One annual charitable event—the Eastport vs. Annapolis Tug of War—allows him to exchange his clipboard for a section of rope to hold while helping to raise money for charities. Graves modestly claims bragging rights for being a member of a tug team made up of bars on the Eastport side, which so far has gone undefeated for five years straight.

For an event, Graves may be called to handle any and all facets, from planning to promotions, to service provision to the whole shebang. Other events only require him backing up others to facilitate what they’re doing. “I’m the ‘fix-it’ of events—the event doctor. They call me when there’s a problem.”

Graves comes by this type of work naturally, maybe even genetically. He hails from a large family, with elders who had lots of siblings that grew the family tree. All who are still living are local. Graves’ grandmother used to put on an annual family cookout attended by hundreds of people. When she passed, Graves stepped into her role, now heading up his family reunion committee but with one sanity saving tweak: it’s now a biennial event.

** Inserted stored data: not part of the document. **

Issue #346, opened 2025-06-02
Decoder keyword `initialise_data_extractor_zero` cannot be used with boundings.


jakob-schloer:
### What happened?

When the `config.model.decoder.initialise_data_extractor_zero = True` the weights of the last layer are initialized to zero which leads to zeros in the diagnostic output fields after initialization (prognostic fields are residual and thus are not zero). In combination with some bounding, e.g. ReLuBounding, the gradients are zero and the fields are never learned. 

### What are the steps to reproduce the bug?

In the config set: 

```
data:
  diagnostic:
    - tp

model: 
  decoder:
    ...
    initialise_data_extractor_zero = True

  bounding: #These are applied in order
    - _target_: anemoi.models.layers.bounding.ReluBounding #[0, infinity)
       variables:
         - tp
```

Tp will always be zero, see mlflow run: 
[uniform_decoder_initialization](https://mlflow.ecmwf.int/#/experiments/266/runs/71c69667271e4e34bd04b7601f6795e8/artifacts)
[zero_decoder_initialization](https://mlflow.ecmwf.int/#/experiments/266/runs/f3d8bad407b44b2d9e38f0a70c5aa0b9/artifacts)

### Suggestion for fix

Create a big warning that you cannot use zero-weight initialization with bounding, potentially in Pydantic. 

### Version

v0.5.1

### Platform (OS and architecture)

ATOS

### Organisation

ECMWF

PR #349, opened 2025-06-03
feat!: Explicit weight initialization.

jakob-schloer:
## Description
The weight initialization is often hidden in the submodules, or torch defaults are assumed. To make this more explicit and be able to easily try other weight initialization, an `_init_weights()` function is added to the highest torch.nn.Module level.

```
class Model(nn.Module):
    def __init__(self, ...):
        ...
        self.apply(self._init_weights)

    def _init_weights(self, m):
        """Initialize weights for modules."""
        if isinstance(m, nn.Linear):
            nn.init.trunc_normal_(m.weight, std=0.02)
            if m.bias is not None:
                nn.init.constant_(m.bias, 0)
       ...
```

Examples for potential training improvement:
 - ViTs typically use truncated normal initialization e.g. https://github.com/microsoft/Swin-Transformer
- GraphAttention typically uses xavier uniform initialization (https://arxiv.org/abs/1710.10903)

https://github.com/ecmwf/anemoi-core/issues/346 

##  TODOs

- [x] test weight initialization for AnemoiModelEncProcDec
- [ ] test weight initialization for AnemoiEnsModelEncProcDec
- [ ] test weight initialization for AnemoiModelEncProcDecInterpolator
- [ ] test weight initialization for AnemoiModelEncProcDecHierarchical
- [ ] add tests
- [ ] try good default values  
- [ ] include`custom_weight_initializations` beyond zero initialization

### DIFF
--- a/models/src/anemoi/models/models/encoder_processor_decoder.py
+++ b/models/src/anemoi/models/models/encoder_processor_decoder.py
@@ -23,6 +23,10 @@ from torch_geometric.data import HeteroData
 
 from anemoi.models.distributed.shapes import get_shape_shards
 from anemoi.models.layers.graph import NamedNodesAttributes
+from anemoi.models.layers.graph import TrainableTensor
+from anemoi.models.layers.normalization import AutocastLayerNorm
+from anemoi.models.layers.utils import apply_zero_init
+from anemoi.models.layers.utils import mark_module_for_zero_init
 from anemoi.utils.config import DotDict
 
 LOGGER = logging.getLogger(__name__)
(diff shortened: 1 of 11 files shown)


models/src/anemoi/models/models/encoder_processor_decoder.py
```diff
@@ -134,6 +138,51 @@ def __init__(
...
+                nn.init.constant_(m.trainable, 0)
+        elif isinstance(m, nn.Embedding):
+            # Initialize embeddings with truncated normal initialization
+            nn.init.trunc_normal_(m.weight, std=0.02)
+        elif isinstance(m, (nn.Conv1d, nn.Conv2d, nn.Conv3d)):
+            # GraphAttention typically uses xavier uniform initialization (https://arxiv.org/abs/1710.10903)
+            nn.init.xavier_uniform_(m.weight)
+            if m.bias is not None:
+                nn.init.constant_(m.bias, 0)
+
```
roxas6path, line 185: So interesting PR  @jakob-schloer - all looks good to me. 
Your current implementation essentially fixes default behaviour for specific types of Layers. A couple questions / things to clarify / get your opinion on?

1) Context: I understand self.apply effects all children parameters of the parent nn.Module, and the _skip_init property must be added to each submodule by the user. 

Suggestion: The modules to be skipped should be defined in the model config in a similar fashion to how you allow modules to be named for the custom_weight_initialization: section of the model.yaml

models/src/anemoi/models/models/encoder_processor_decoder.py
```diff
@@ -134,6 +138,51 @@ def __init__(
             ]
         )
 
+        # Weight initialization
+        LOGGER.info("Initializing weights!")
+        self.apply(self._init_weights)
+
+        # Zero initialization for specific modules if needed
```
roxas6path, line 145: Let me know what you think: @jakob-schloer 

*Context* : Your _init_weights function allows a user to opt-out of a pre-defined set of *optimal* initialisation strategies based on the weight type.

This custom_weight_initialisation strategy currently allows a user to define a custom initialisation strategy for any given module/parameter. 
Context: Currently I can see you have only written support zero_initialisation? I'm assuming since it is the one we that existed already in our model? But based on #346 that you raised I believe zero_initialisation should be removed from our model?

*Suggestion*: If zero_init is no longer a default or will not be in use, then I suggest this custom_weight_initialisation is written to support any init strategy from the torch.nn.init. e.g. via the use of \_target_\ and kwargs appropriate for that specific torch init strategy. This zero init case could be covered with: \_target_\: torch.nn.init.zeros_  in the config

Rilwan-Adewoyin (commented):
Couple comments - overall PR lgtm

models/src/anemoi/models/models/encoder_processor_decoder.py
jakob-schloer: Thanks for having a look already @Rilwan-Adewoyin.
I agree that the `custom_weight_initialization` requires more work. I like your idea to use `__target__` instantiation. I will give it a try in the next days.

models/src/anemoi/models/models/encoder_processor_decoder.py
jakob-schloer: In a model with skip connections, it makes sense to initialize the last layer with zero, which is also the gold standard. My approach would allow the zero_initialization of the last layer but throw an error if bounding is set using pydantic (probably in a different PR).

jakob-schloer:
> @jakob-schloer Is this a PR you are still looking to merge?

I still believe it would be good to have the weight initialization explicit and try how different initialization impact training performance. I however don't think, I will have time to work on that in the next months. We could close the Draft PR, but keep the branch.

mchantry:
I think leaving as an open draft is good. Easier to find that way.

The most novel event he’s ever produced was also one of the many he’s launched. Bykes 4 Tykes provides bikes to children whose families otherwise don’t have means to provide them. Just two years ago, Graves set a goal of making sure 100 children each year receive a bike. Sponsorships always get snapped up, so he plans to keep raising the ante.


Bykes 4 Tykes event.

he weekend before Christmas, 100 children are invited to a local restaurant (to date, it’s been at the Greene Turtle—he produces all of the company’s events). The lucky 100 are chosen by nonprofit children’s programs that work with the city and county school systems. The children think they’re only being rewarded with a free lunch for doing well at school. They do enjoy a complimentary meal, but they also meet Santa and hear carolers from such programs as Naptown Sings. With the help of a community leader, they each make a Christmas ornament kit for a child who must stay in the hospital over the holidays, and they make an ornament to give to their parents or someone else. The children then get up, thinking they’re leaving. Lined up along the patio, they say “cheese” for what they believe is a group photo. When the time is right, they are asked to turn around and are greeted by each sponsor, lined up with a bike, calling out “Merry Christmas!”

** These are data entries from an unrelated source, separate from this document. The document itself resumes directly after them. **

PR #352, opened 2025-06-04
fix: config validator checks for conflict with bounding and graphtran…

### LINKED ISSUE #346: Decoder keyword `initialise_data_extractor_zero` cannot be used with boundings.

theissenhelen:
## Description
This PR introduces a new validator in the config to check whether the config.model.decoder.initialise_data_extractor_zero = True is not used with any bounding. 

Closes #346 

This is mainly a concern for the GraphTransformer in the decoder, see issue #346.

##  Additional notes ##

### DIFF
--- a/training/src/anemoi/training/schemas/base_schema.py
+++ b/training/src/anemoi/training/schemas/base_schema.py
@@ -89,6 +89,21 @@ class BaseSchema(BaseModel):
             raise PydanticCustomError("logger_path_missing", msg)  # noqa: EM101
         return self
 
+    @model_validator(mode="after")
+    def check_bounding_not_used_with_data_extractor_zero(self) -> BaseSchema:
+        """Check that bounding is not used with zero data extractor."""
+        if (
+            self.model.decoder.target_ == "anemoi.models.layers.mapper.GraphTransformerBackwardMapper"
+            and self.model.decoder.initialise_data_extractor_zero
+            and self.model.bounding is not None
+        ):
+            error = "bounding_conflict_with_data_extractor_zero"
+            msg = "Boundings cannot be used with zero data extractor."
+            raise PydanticCustomError(
+                error,
+                msg,
+            )
+
     def model_dump(self, by_alias: bool = False) -> dict:
         dumped_model = super().model_dump(by_alias=by_alias)
         return DictConfig(dumped_model)


jakob-schloer (dismissed):
Looks good to me. I ran it once with conflicting settings and got a nice error.

training/src/anemoi/training/schemas/base_schema.py
```diff
@@ -89,6 +89,24 @@ def check_log_paths_available_for_loggers(self) -> BaseSchema:
             raise PydanticCustomError("logger_path_missing", msg)  # noqa: EM101
         return self
 
+    @model_validator(mode="after")
+    def check_bounding_not_used_with_data_extractor_zero(self) -> BaseSchema:
+        """Check that bounding is not used with zero data extractor."""
+        if (
+            self.model.decoder.target_ == "anemoi.models.layers.mapper.GraphTransformerBackwardMapper"
```
gmertes: If this symbol is ever moved or renamed and we forget to update this string comparison, this check will silently pass all the time. How should we handle that? Ideally we should check if this symbol actually exists, but we also don't want to import it if it's not being used. 🤔

Don't let this block the PR, it looks good to merge. Just something to think about.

“It’s a tear jerker—I cried ‘mission accomplished,’” says Graves, recalling how appreciative the children and parents are. “That’s my favorite event. My family has a thing: Give us our flowers while we’re still here. Whenever someone’s in need, we were taught to help them,” he says, “not turn our back—help encourage them to get through.”

While he finds himself especially drawn to nonprofit work, a recent pivotal moment, his own wedding, has inspired him to set course in that direction as well. “You can get paid in many different ways, but it’s gratifying work, and that’s payment. I love people, period,” Graves says. “I’m a man for the people and for family, God, and positivity in the community.”